Problem requirements:
After repeating the line containing "-This template uses", stop; until then, repeat each line of the listing below exactly, starting with the first.

====

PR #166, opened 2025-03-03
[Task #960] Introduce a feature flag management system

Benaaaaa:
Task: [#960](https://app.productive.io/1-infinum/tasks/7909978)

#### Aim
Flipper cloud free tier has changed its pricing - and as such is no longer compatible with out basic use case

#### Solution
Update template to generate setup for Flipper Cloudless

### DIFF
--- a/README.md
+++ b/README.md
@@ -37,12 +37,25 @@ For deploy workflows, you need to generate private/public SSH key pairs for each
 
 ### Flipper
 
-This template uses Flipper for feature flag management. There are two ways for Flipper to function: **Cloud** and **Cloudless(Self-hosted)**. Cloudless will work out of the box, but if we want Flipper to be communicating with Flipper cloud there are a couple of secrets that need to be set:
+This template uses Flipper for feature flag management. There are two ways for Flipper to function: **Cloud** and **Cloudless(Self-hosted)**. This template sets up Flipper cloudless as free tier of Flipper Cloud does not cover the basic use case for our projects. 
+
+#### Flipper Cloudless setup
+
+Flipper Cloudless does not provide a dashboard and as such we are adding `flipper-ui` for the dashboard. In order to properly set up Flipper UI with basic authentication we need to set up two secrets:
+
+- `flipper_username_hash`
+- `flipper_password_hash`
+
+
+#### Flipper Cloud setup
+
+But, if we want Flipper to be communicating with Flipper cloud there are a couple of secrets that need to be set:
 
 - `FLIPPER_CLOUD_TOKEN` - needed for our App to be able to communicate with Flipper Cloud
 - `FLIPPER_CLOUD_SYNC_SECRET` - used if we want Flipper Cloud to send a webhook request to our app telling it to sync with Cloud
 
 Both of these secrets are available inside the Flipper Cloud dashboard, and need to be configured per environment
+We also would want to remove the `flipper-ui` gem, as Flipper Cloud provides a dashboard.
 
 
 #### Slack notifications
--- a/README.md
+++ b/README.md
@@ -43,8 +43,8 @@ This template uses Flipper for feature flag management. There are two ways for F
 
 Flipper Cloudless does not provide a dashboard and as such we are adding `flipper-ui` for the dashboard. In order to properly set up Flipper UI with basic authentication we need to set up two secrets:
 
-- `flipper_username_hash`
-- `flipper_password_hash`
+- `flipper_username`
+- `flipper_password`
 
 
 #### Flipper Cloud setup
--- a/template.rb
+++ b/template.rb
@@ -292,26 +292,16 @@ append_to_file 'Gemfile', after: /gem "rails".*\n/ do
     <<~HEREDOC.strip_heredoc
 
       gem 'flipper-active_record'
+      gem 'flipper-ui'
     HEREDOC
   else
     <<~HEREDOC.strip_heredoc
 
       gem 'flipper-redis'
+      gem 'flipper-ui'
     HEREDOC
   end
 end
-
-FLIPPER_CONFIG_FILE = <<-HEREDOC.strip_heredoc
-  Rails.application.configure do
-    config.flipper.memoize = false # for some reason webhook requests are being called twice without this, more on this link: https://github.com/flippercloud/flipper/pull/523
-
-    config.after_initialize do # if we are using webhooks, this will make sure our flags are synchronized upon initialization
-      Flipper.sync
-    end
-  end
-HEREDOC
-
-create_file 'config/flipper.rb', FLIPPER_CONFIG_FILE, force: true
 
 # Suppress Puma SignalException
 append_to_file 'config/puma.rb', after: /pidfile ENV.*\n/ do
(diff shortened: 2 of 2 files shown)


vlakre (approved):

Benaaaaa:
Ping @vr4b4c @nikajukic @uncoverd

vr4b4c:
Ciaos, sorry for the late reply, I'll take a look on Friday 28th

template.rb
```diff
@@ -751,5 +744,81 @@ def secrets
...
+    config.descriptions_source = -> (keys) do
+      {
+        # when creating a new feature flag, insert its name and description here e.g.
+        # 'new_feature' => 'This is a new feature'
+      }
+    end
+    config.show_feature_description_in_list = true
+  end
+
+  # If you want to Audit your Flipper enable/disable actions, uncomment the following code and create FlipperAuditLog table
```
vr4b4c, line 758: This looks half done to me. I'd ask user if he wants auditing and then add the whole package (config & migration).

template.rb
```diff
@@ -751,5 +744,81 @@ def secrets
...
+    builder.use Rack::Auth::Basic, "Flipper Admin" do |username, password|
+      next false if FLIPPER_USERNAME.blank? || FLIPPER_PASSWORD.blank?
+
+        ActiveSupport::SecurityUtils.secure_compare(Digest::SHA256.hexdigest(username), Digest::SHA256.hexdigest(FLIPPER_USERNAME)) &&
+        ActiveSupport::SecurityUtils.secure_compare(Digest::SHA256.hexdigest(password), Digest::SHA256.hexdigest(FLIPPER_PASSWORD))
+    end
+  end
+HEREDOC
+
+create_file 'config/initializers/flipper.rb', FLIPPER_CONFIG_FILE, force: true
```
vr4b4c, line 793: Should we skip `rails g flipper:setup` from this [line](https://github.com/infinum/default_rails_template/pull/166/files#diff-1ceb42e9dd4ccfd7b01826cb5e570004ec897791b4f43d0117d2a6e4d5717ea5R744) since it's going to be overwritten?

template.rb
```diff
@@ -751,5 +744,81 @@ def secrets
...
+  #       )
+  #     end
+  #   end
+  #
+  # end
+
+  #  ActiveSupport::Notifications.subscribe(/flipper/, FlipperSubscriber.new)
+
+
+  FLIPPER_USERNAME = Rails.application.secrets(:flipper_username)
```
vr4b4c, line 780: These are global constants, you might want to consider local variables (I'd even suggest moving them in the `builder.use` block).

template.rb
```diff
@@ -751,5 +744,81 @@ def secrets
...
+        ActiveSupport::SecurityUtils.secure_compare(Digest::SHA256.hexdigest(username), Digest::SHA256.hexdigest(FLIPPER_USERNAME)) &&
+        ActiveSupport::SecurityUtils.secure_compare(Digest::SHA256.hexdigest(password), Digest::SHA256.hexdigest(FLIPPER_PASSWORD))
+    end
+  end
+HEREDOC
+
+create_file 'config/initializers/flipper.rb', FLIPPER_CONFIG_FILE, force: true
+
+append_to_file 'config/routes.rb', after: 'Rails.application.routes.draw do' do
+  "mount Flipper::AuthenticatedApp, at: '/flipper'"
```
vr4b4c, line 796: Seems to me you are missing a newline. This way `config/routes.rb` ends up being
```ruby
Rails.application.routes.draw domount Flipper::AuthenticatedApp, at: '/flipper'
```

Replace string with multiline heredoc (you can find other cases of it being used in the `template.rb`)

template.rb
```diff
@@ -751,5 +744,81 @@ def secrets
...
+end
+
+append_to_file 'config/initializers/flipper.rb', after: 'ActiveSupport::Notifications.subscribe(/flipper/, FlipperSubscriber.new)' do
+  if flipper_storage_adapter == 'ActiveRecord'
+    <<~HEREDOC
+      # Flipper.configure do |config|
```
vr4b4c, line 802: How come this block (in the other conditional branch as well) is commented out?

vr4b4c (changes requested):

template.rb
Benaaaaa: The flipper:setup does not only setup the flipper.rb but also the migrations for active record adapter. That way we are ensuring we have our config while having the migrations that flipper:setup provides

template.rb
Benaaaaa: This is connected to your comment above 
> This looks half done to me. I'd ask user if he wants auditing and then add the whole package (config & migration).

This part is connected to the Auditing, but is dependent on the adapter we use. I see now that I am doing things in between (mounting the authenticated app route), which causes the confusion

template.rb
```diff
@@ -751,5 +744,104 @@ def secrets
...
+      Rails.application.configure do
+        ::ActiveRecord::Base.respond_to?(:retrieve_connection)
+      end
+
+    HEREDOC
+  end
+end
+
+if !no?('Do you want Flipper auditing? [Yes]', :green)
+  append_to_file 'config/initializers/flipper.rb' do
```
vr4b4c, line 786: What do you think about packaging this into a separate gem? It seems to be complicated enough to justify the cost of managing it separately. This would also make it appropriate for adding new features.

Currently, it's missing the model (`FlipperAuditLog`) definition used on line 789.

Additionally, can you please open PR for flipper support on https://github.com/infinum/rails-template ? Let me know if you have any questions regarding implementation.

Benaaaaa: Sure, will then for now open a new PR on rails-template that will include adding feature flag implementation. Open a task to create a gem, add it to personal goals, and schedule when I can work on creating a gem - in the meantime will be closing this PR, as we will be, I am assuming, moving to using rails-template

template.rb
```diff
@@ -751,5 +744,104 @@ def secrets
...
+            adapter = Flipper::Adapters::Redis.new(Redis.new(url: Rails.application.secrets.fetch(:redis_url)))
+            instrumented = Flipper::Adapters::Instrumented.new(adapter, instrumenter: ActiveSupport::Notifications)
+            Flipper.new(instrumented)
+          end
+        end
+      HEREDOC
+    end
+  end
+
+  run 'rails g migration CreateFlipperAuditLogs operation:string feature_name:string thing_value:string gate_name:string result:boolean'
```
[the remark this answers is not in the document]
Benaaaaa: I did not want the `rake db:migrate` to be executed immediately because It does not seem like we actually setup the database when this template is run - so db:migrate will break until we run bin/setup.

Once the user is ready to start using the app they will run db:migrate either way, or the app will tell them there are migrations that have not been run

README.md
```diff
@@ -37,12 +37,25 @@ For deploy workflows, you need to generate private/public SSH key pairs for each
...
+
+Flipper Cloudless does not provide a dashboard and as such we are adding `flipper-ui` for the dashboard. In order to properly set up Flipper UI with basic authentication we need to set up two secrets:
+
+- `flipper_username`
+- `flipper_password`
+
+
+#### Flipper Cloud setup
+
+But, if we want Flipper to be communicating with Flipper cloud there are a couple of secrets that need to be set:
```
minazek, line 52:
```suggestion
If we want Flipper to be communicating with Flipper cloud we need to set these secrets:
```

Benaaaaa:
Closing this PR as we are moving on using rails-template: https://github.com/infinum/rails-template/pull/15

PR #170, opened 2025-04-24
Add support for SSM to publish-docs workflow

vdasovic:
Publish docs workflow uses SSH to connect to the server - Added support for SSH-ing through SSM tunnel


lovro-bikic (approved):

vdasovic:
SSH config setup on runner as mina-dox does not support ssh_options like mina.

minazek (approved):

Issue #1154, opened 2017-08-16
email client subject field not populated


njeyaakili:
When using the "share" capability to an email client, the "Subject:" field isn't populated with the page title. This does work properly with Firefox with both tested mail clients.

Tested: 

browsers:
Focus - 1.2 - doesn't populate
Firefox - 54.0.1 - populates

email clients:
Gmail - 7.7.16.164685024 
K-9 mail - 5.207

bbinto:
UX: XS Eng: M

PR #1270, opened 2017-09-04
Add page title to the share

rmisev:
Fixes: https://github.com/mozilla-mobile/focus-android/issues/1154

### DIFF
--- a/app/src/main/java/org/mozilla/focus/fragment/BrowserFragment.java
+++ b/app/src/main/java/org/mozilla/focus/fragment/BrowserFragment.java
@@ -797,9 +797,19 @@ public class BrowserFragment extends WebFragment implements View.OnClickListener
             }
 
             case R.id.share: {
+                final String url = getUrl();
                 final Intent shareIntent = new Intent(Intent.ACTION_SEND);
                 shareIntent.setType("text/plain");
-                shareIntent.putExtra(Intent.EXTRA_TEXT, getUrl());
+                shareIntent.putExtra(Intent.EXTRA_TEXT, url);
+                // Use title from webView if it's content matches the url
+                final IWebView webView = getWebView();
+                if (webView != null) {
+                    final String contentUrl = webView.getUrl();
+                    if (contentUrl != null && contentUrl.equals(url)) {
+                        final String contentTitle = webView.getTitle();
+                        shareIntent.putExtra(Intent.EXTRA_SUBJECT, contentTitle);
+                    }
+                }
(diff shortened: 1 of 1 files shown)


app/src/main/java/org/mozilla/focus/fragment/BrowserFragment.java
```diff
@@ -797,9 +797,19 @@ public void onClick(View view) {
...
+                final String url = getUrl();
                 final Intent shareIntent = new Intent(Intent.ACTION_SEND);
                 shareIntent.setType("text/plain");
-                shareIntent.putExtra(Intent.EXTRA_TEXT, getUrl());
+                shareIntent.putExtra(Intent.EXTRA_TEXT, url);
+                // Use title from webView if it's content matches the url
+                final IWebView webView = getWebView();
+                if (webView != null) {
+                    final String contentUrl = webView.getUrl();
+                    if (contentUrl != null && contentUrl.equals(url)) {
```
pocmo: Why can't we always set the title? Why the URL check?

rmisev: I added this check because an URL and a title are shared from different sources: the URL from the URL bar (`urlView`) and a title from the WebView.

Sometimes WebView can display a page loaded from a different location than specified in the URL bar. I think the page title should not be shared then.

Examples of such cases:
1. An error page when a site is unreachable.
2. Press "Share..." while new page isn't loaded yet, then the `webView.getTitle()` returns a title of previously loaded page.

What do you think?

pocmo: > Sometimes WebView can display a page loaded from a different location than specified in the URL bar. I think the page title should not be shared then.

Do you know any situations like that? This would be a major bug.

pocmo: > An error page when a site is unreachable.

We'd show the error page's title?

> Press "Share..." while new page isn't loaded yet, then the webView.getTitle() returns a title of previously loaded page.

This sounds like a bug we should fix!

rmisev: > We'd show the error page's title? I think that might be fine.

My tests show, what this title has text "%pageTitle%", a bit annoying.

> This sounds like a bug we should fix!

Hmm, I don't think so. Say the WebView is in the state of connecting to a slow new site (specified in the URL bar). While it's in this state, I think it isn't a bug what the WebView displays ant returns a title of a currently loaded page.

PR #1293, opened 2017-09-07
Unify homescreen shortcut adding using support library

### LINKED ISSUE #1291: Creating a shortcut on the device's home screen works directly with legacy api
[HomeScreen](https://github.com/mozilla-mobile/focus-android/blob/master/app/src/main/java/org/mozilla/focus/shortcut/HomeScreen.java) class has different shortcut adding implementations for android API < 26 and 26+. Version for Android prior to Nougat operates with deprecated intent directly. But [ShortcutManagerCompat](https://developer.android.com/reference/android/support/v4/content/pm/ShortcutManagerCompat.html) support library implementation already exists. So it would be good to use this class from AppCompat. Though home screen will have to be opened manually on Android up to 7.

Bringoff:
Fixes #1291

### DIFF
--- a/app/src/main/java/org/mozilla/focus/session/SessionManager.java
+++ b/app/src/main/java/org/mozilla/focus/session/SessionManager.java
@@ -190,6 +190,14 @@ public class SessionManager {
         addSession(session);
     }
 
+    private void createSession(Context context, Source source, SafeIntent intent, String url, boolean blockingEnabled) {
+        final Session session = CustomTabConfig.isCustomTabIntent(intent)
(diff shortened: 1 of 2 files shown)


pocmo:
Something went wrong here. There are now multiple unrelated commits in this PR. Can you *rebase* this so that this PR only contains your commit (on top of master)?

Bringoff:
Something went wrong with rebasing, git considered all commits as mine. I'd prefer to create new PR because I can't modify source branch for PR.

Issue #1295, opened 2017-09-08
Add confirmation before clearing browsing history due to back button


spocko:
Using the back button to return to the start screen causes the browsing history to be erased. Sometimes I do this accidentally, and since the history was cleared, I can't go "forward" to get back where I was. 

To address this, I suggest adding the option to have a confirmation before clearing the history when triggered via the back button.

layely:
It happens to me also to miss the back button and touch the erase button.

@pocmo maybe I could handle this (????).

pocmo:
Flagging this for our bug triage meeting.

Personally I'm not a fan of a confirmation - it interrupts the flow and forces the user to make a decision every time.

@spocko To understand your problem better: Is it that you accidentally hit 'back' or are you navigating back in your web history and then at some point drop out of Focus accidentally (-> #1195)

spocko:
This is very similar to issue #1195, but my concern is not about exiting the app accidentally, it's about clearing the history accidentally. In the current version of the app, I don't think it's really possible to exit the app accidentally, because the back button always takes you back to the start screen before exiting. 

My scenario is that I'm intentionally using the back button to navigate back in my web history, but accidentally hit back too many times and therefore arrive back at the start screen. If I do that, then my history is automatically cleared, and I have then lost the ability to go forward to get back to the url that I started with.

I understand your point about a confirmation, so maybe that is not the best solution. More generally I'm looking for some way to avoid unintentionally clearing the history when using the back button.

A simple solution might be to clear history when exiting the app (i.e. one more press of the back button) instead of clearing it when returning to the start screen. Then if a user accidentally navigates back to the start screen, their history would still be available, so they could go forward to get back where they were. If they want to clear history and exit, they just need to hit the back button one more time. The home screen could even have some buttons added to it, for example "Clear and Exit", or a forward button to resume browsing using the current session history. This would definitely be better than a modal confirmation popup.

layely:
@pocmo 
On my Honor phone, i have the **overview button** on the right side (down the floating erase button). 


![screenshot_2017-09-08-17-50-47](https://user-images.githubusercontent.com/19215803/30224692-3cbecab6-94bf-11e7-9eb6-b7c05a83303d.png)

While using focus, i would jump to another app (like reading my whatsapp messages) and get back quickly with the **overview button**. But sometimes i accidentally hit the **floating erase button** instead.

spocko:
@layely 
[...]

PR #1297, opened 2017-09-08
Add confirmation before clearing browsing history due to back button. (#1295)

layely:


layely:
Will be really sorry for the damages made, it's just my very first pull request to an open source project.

====

Task answer:
PR #166, opened 2025-03-03
[Task #960] Introduce a feature flag management system

Benaaaaa:
Task: [#960](https://app.productive.io/1-infinum/tasks/7909978)

#### Aim
Flipper cloud free tier has changed its pricing - and as such is no longer compatible with out basic use case

#### Solution
Update template to generate setup for Flipper Cloudless

### DIFF
--- a/README.md
+++ b/README.md
@@ -37,12 +37,25 @@ For deploy workflows, you need to generate private/public SSH key pairs for each
 
 ### Flipper
 
-This template uses Flipper for feature flag management. There are two ways for Flipper to function: **Cloud** and **Cloudless(Self-hosted)**. Cloudless will work out of the box, but if we want Flipper to be communicating with Flipper cloud there are a couple of secrets that need to be set:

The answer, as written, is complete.